(Input records)
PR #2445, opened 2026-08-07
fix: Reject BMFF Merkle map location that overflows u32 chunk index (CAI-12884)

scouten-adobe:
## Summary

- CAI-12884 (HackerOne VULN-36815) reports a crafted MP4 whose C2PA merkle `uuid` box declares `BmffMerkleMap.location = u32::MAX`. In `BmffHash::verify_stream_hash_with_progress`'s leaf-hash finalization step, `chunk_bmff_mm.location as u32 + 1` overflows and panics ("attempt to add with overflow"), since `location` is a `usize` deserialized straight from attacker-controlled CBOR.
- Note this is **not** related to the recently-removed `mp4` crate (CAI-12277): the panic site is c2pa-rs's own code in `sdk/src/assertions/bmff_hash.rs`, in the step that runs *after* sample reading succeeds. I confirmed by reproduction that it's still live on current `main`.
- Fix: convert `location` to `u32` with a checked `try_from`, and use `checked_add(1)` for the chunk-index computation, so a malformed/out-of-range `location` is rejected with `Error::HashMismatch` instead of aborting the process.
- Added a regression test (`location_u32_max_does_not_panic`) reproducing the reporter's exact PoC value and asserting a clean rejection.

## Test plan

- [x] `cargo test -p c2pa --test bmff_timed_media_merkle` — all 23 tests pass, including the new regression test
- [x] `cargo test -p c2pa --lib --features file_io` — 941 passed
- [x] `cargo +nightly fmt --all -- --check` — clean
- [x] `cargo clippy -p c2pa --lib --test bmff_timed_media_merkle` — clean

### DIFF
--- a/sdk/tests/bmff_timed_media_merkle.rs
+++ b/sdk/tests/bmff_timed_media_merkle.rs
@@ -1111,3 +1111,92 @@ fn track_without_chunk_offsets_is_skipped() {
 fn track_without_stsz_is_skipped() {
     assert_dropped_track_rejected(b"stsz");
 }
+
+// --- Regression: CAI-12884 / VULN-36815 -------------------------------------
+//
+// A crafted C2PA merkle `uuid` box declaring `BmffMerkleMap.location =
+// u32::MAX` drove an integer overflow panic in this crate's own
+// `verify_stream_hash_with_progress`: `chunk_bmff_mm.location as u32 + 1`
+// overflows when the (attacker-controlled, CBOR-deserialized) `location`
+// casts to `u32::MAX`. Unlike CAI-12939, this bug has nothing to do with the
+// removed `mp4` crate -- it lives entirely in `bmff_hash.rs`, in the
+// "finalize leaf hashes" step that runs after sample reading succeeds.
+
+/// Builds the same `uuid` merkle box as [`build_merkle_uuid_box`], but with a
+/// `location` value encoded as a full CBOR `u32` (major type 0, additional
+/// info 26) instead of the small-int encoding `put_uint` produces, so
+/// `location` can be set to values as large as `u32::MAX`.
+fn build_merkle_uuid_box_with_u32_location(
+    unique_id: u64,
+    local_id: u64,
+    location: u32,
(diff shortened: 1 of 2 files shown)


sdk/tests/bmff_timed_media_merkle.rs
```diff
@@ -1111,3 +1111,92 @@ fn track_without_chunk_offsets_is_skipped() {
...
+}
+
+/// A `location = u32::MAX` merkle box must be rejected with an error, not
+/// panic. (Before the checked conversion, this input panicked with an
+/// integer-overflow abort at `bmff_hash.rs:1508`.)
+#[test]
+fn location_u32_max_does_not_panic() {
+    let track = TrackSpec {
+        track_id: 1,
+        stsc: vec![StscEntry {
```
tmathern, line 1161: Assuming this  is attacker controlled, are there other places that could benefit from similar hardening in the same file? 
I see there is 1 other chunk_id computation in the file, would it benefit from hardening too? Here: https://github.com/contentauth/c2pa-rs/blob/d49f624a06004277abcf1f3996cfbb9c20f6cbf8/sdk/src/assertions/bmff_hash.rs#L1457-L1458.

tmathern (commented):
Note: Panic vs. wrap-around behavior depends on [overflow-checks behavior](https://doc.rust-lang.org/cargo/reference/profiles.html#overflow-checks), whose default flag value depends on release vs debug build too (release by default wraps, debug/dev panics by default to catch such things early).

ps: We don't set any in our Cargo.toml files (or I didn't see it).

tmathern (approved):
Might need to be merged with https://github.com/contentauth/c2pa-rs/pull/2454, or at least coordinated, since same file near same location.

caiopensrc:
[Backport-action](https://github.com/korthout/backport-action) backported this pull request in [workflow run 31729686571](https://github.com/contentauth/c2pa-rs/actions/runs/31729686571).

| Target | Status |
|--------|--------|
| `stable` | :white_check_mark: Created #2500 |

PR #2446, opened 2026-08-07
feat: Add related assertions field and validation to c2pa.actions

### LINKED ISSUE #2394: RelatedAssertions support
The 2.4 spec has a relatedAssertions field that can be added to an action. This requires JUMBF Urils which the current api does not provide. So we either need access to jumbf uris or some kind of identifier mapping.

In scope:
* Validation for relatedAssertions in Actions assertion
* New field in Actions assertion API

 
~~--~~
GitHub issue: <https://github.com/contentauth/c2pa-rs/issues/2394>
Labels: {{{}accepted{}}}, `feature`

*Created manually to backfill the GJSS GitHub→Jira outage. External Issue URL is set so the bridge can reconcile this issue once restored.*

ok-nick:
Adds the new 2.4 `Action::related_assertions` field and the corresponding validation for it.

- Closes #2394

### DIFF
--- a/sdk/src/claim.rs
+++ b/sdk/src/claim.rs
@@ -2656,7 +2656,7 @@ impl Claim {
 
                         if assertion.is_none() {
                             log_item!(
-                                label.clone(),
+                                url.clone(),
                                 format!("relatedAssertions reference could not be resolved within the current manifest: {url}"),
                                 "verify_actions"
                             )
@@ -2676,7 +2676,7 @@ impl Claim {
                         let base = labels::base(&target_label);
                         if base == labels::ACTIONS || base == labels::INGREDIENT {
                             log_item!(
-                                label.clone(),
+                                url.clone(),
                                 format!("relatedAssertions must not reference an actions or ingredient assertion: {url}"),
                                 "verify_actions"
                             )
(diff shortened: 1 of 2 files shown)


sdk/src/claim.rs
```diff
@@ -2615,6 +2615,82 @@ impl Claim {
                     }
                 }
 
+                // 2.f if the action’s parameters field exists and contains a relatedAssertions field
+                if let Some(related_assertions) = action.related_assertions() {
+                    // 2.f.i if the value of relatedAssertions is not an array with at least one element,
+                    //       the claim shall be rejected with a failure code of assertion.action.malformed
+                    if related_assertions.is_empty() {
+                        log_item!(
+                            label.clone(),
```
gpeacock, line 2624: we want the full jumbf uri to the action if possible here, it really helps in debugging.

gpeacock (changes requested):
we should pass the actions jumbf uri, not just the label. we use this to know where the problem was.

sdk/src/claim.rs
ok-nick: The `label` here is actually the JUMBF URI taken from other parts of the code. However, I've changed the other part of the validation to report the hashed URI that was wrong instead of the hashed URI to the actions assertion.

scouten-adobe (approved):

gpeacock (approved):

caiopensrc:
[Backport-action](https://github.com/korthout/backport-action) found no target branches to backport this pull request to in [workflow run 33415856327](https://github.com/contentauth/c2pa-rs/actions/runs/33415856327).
(End Input records)
What to do - Please reproduce the lines from the line with "backported this pull" to the line with "PR #2446, opened 2026-08-07", both ends included, exactly as they appear above.

Written answer -
[Backport-action](https://github.com/korthout/backport-action) backported this pull request in [workflow run 31729686571](https://github.com/contentauth/c2pa-rs/actions/runs/31729686571).

| Target | Status |
|--------|--------|
| `stable` | :white_check_mark: Created #2500 |

PR #2446, opened 2026-08-07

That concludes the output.